Deviating from Recommended Guidelines

“Despite the 2 prevailing recommendations for relatively intensive surveillance following extirpative surgery for bladder cancer, our analysis of current practice patterns suggests that providers are conducting a more conservative approach that is, for the most part, less costly than published guidelines,” the investigators wrote. “Greater compliance with current guidelines would actually increase expenditures for payers and patients. Additionally, strict adherence to follow-up protocols may restrict patients’ choice, potentially negatively affecting patient’s quality of life.”

However, Dr Strope noted that there is much more work that needs to be done to determine what is truly the best care for patients.

“Current research suggests the survival benefit of follow-up testing after definitive bladder cancer surgery is small,” Dr Strope told Urology Practice Management. “In the absence of stronger evidence to support intensive follow-up after surgery, more conservative approaches appear indicated.”
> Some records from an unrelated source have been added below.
PR #374, opened 2022-06-30
An alternative to the Indirect Scan

devshgraphicsprogramming:
Console devs can suck it with their `__XB_GdsOrderedCount`

Untitled


devshgraphicsprogramming:
Wonder if a "dynamically uniform" variant could be even faster 🤔 ?

maierfelix:
This is giga chad level

devshgraphicsprogramming:
> This is giga chad level

https://www.youtube.com/watch?v=8B5InWGdims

Evaluating Variability and Cost


The team modeled the variability in expenditures for follow-up care as well as how much of the variability could be explained by various factors, such as those specific to the patients or their surgeons. They found that patient-specific factors—primarily nodal status, use of chemotherapy, hospital readmissions, and final disease stage—represented the majority of variation in expenditures. Surgeon-specific factors also accounted for a significant amount of the variability.
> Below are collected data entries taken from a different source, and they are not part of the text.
Issue #250, opened 2021-11-03
Image Format Promotion


Erfan-Ahmadi:
## Description
Format Promotion for image formats not supported in hardware.
Involved: @achalpandeyy @devshgraphicsprogramming @Erfan-Ahmadi 

## Rules for promotion:
1. we dont have a transcoder of block compressed formats, so you cannot promote to a compressed format
2. aspects must be preserved or added (changing depth or stencil into depth+stencil format is ok)
3. channel count must be preserved or increased
4. data range must be preserved or expanded in each channel
5. data precision must be preserved or improved in each channel (this usually means bit-depth when comparing non SRGB formats)
6. when there are multiple matches, you must choose the one with the smallest texel block
P.S. You need to be careful with usages, i.e. no storage image supports SRGB, but we usually get around that by creating UINT views and manually encoding.

## Converstation

> Erfan: Why not promote in the beginning of ICPUImage conversion instead of only promoting the ones used in ImageViews...

> Devsh: But the usage support sometimes depends on the views format

> Achal: Won't this promote the duplicated ones as well?
Ideally you want to put it after the elimateDuplicate calls
What is the point of first promoting then trashing the image?

devshgraphicsprogramming:
OK, so far we've agreed with @Erfan-Ahmadi to extend the `IUtilities` class with being able to upload regions to a texture while converting the format at the same time.

This will give us really easy texture format promotion.

The CPU2GPU converter will just need to decide whether and format to promote the `ICPUImage` and `ICPUImageView`

devshgraphicsprogramming:
but for any work on format promotion to start, @achalpandeyy needs to finish the format usage support reporting from `IPhysicalDevice`

devshgraphicsprogramming:
Supposedly finished
```cpp
        virtual const SFormatImageUsage& getImageFormatUsagesLinear(const asset::E_FORMAT format) = 0;
        virtual const SFormatImageUsage& getImageFormatUsagesOptimal(const asset::E_FORMAT format) = 0;
        virtual const SFormatBufferUsage& getBufferFormatUsages(const asset::E_FORMAT format) = 0;
 ```
 
 @achalpandeyy tell us of any remaining TODOs

achalpandeyy:
- Works on the Vulkan backend
[...]

PR #375, opened 2022-07-01
Add format promotion

deprilula28:
## Description
Format promotion (#250)

## Testing 
Output of every format attached to this comment. Code for that:
```cpp
auto physdev = logicalDevice->getPhysicalDevice();
		for (uint32_t format = 0; format < asset::E_FORMAT::EF_UNKNOWN; format++)
		{
			auto f = static_cast<asset::E_FORMAT>(format);
			for (uint32_t bufUsage = 0; bufUsage < bufUsageFlags.size(); bufUsage++)
			{
				video::IPhysicalDevice::FormatPromotionRequest<asset::IBuffer::E_USAGE_FLAGS> req{ f, bufUsageFlags[bufUsage] };
				auto res = physdev->promoteBufferFormat(req);
				auto fname = nameFormat(f);
				auto resname = nameFormat(res);
				std::cout << "Format " << fname << " Buffer usage " << bufUsageFlags[bufUsage].value << " Promoted to " << resname << "\n";
			}
			for (uint32_t imgUsage = 0; imgUsage < imgUsageFlags.size(); imgUsage++)
			{
				video::IPhysicalDevice::FormatPromotionRequest<asset::IImage::E_USAGE_FLAGS> req{ f, imgUsageFlags[imgUsage] };
				auto resl = physdev->promoteImageFormat(req, asset::IImage::ET_LINEAR);
				auto fname = nameFormat(f);
				auto resname = nameFormat(resl);
				std::cout << "Format " << fname << " Image usage " << imgUsageFlags[imgUsage].value << " (Linear) Promoted to " << resname << "\n";
			}
			for (uint32_t imgUsage = 0; imgUsage < imgUsageFlags.size(); imgUsage++)
			{
				video::IPhysicalDevice::FormatPromotionRequest<asset::IImage::E_USAGE_FLAGS> req{ f, imgUsageFlags[imgUsage] };
				auto rest = physdev->promoteImageFormat(req, asset::IImage::ET_OPTIMAL);
				auto fname = nameFormat(f);
				auto resname = nameFormat(rest);
				std::cout << "Format " << fname << " Image usage " << imgUsageFlags[imgUsage].value << " (Optimal) Promoted to " << resname << "\n";
			}
		}
``` 

## TODO list:

- [ ] PR reviews
- [ ] Proper way of handling precision
- [ ] Tighten up the code a little probably
- [ ] Handle some edge cases


include/nbl/asset/format/EFormat.h
```diff
@@ -484,6 +484,16 @@ const core::vector3du32_SIMD getBlockDimensions()
...
 
+inline uint32_t getMaxChannelBitDepth(asset::E_FORMAT _fmt)
+{
+#include "nbl/asset/format/impl/EFormat_getMaxChannelBitDepth.h"
+}
+template<asset::E_FORMAT _fmt>
+constexpr uint32_t getMaxChannelBitDepth()
+{
+#include "nbl/asset/format/impl/EFormat_getMaxChannelBitDepth.h"
+}
```
devshgraphicsprogramming, line 495: no, don't want such function.

Each channel's bit depth needs to be compared INDIVIDUALLY

include/nbl/asset/format/EFormat.h
```diff
@@ -1738,7 +1746,7 @@ inline value_type getFormatMinValue(E_FORMAT format, uint32_t channel)
 template <typename value_type>
 inline value_type getFormatPrecision(E_FORMAT format, uint32_t channel, value_type value)
 {
-    _NBL_DEBUG_BREAK_IF(isBlockCompressionFormat(format)); //????
+    //_NBL_DEBUG_BREAK_IF(isBlockCompressionFormat(format)); //????
```
devshgraphicsprogramming, line 1749: its hard to reason about the precision of a block compressed format.

This is because usually the compression is done by picking two end points in reduced prevision (RGB565) and then interpolating between them with reduced precision yet again.

So the "real" precision depends on the block's encoded values (to make this func work with block compressed, we'd need to pass a whole texel block data instead of channel's value)

Leave the assert here, never call this function for a block compressed format, and just point blank assume that the precision:
- is FLT_MAX for any channels not present
- 1.f for binary alpha formats (cut out transparency)
- highest it could possibly be (imagine whole tex block has the same value, in DXT this means 8bit SRGB prec, other block formats, no clue)

but don't implement that workaround here!

src/nbl/video/IPhysicalDevice.cpp
```diff
@@ -90,4 +90,189 @@ bool IPhysicalDevice::validateLogicalDeviceCreation(const ILogicalDevice::SCreat
...
+{
+    float min = std::numeric_limits<float>::infinity();
+
+    for (uint32_t i = 0; i < channels; i++)
+    {
+        min = std::min(min, asset::getFormatPrecision<float>(f, i, 0.0));
+    }
+
+    return min;
+}
```
devshgraphicsprogramming, line 116: no, compare each channel separately, only when precision is equal or greater for EACH channel invidually you can promote.

You're being overly conservative

include/nbl/asset/format/EFormat.h
deprilula28: oops, i didnt mean to commit that, i was just getting annoyed at the debug breaking there

src/nbl/video/IPhysicalDevice.cpp
```diff
@@ -90,4 +90,189 @@ bool IPhysicalDevice::validateLogicalDeviceCreation(const ILogicalDevice::SCreat
...
+    formatBufUsg.isInitialized = 1;
+    formatBufUsg.vertexAttribute = usages.hasFlags(asset::IBuffer::EUF_VERTEX_BUFFER_BIT);
+    formatBufUsg.bufferView = usages.hasFlags(asset::IBuffer::EUF_UNIFORM_TEXEL_BUFFER_BIT);
+    formatBufUsg.storageBufferView = usages.hasFlags(asset::IBuffer::EUF_STORAGE_TEXEL_BUFFER_BIT);
+    // Special flags for these?
+    formatBufUsg.accelerationStructureVertex = usages.hasFlags(asset::IBuffer::EUF_ACCELERATION_STRUCTURE_BUILD_INPUT_READ_ONLY_BIT);
+    formatBufUsg.storageBufferViewAtomic = usages.hasFlags(asset::IBuffer::EUF_STORAGE_TEXEL_BUFFER_BIT);
+
+    return formatBufUsg;
+}
```
devshgraphicsprogramming, line 179: just make a constructor for `SFormatBufferUsage` that take the bitflag

src/nbl/video/IPhysicalDevice.cpp
```diff
@@ -90,4 +90,189 @@ bool IPhysicalDevice::validateLogicalDeviceCreation(const ILogicalDevice::SCreat
...
+{
+    auto buf_cache = this->m_formatPromotionCache.buffers;
+    auto cached = buf_cache.find(req);
+    if (cached != buf_cache.end())
+        return cached->second;
+
+    auto srcUsages = convBufferUsage(req.usages);
+
+    // Cache valid formats per usage?
+    core::bitflag<asset::E_FORMAT> validFormats;
```
devshgraphicsprogramming, line 191: nooo, `E_FORMAT` isnt a flag enum!!!!

you need a `unordered_set` !!!!

deprilula28: oops, thats a pretty bad one yeah

src/nbl/video/IPhysicalDevice.cpp
```diff
@@ -90,4 +90,189 @@ bool IPhysicalDevice::validateLogicalDeviceCreation(const ILogicalDevice::SCreat
...
+    default:
+        return asset::E_FORMAT::EF_UNKNOWN;
+    }
+    auto cached = cache.find(req);
+    if (cached != cache.end())
+        return cached->second;
+    auto srcUsages = convImageUsage(req.usages);
+
+    // Cache valid formats per usage?
+    core::bitflag<asset::E_FORMAT> validFormats;
```
devshgraphicsprogramming, line 248: https://github.com/Devsh-Graphics-Programming/Nabla/pull/375/files#r911994441

src/nbl/video/IPhysicalDevice.cpp
```diff
@@ -90,4 +90,189 @@ bool IPhysicalDevice::validateLogicalDeviceCreation(const ILogicalDevice::SCreat
...
+            break;
+        case asset::IImage::E_TILING::ET_OPTIMAL:
+            formatUsages = this->getImageFormatUsagesOptimal(f);
+            break;
+        default:
+            return asset::E_FORMAT::EF_UNKNOWN;
+        }
+        auto commonUsages = srcUsages & formatUsages;
+        commonUsages.log2MaxSamples = srcUsages.log2MaxSamples; // TODO: Handle sample counts
+        if (commonUsages == srcUsages)
```
devshgraphicsprogramming, line 267: implement a `<` operator for the usage struct

src/nbl/video/IPhysicalDevice.cpp
```diff
@@ -90,4 +90,189 @@ bool IPhysicalDevice::validateLogicalDeviceCreation(const ILogicalDevice::SCreat
...
+    auto srcUsages = convBufferUsage(req.usages);
+
+    // Cache valid formats per usage?
+    core::bitflag<asset::E_FORMAT> validFormats;
+
+    for (uint32_t format = 0; format < asset::E_FORMAT::EF_UNKNOWN; format++)
+    {
+        auto f = static_cast<asset::E_FORMAT>(format);
+        auto formatUsages = this->getBufferFormatUsages(f);
+        if ((srcUsages & formatUsages) == srcUsages)
```
devshgraphicsprogramming, line 197: implement a `<` operator for the usage struct

src/nbl/video/IPhysicalDevice.cpp
```diff
@@ -90,4 +90,189 @@ bool IPhysicalDevice::validateLogicalDeviceCreation(const ILogicalDevice::SCreat
...
+        {
+            validFormats |= f;
+        }
+    }
+
+    //if (validFormats.hasFlags(req.originalFormat)) return req.originalFormat;
+
+    return narrowDownFormatPromotion(validFormats, req.originalFormat);
```
devshgraphicsprogramming, line 205: I don't see you inserting into the cache!

src/nbl/video/IPhysicalDevice.cpp
```diff
@@ -90,4 +90,189 @@ bool IPhysicalDevice::validateLogicalDeviceCreation(const ILogicalDevice::SCreat
...
+        commonUsages.log2MaxSamples = srcUsages.log2MaxSamples; // TODO: Handle sample counts
+        if (commonUsages == srcUsages)
+        {
+            validFormats |= f;
+        }
+    }
+
+    //if (validFormats.hasFlags(req.originalFormat)) return req.originalFormat;
+
+    return narrowDownFormatPromotion(validFormats, req.originalFormat);
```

In the second part of the study, Dr Strope and colleagues calculated what the patients’ cost of follow-up care would be if the physicians were using NCCN guidelines for high-intensity or low-intensity (ie, conservative) care, or the EAU guidelines, and compared it with the 25th, 50th, and 75th percentiles of cost of care among SEER-database patients.

The guideline-recommended care was more expensive than actual care in every comparison except one: the NCCN conservative follow-up versus the 75th percentile of actual-care cost ($1384 vs $1737). The highest estimated cost was for NCCN-recommended high-intensity follow-up, at $4833. The second-highest was for EAU-recommended follow-up for patients with bladder cancer staged at >2, at $4071. Imaging accounted for the majority of the cost in every category, both actual and estimated.

The team concluded that adherence to published guidelines may boost costs of follow-up care; however, adherence to conservative guidelines would facilitate standardization of care without producing large increases in cost.

Reference

  1. Vemana G, Vetter J, Chen L, et al. Sources of variation in follow-up expenditure after radical cystectomy. Urol Oncol. 2015 Apr 20 [Epub ahead of print].